> _Dataset content_:
PR #3367, opened 2025-02-06
[Windows] Fix `test_compile_only` tests

anmyachev:
* https://github.com/intel/intel-xpu-backend-for-triton/actions/runs/13184084153 (`test_compile_only` tests passed)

> _Problem to work on_: Where a line above contains the word "tests", copy that line.

> _Your response_:
[Windows] Fix `test_compile_only` tests
* https://github.com/intel/intel-xpu-backend-for-triton/actions/runs/13184084153 (`test_compile_only` tests passed)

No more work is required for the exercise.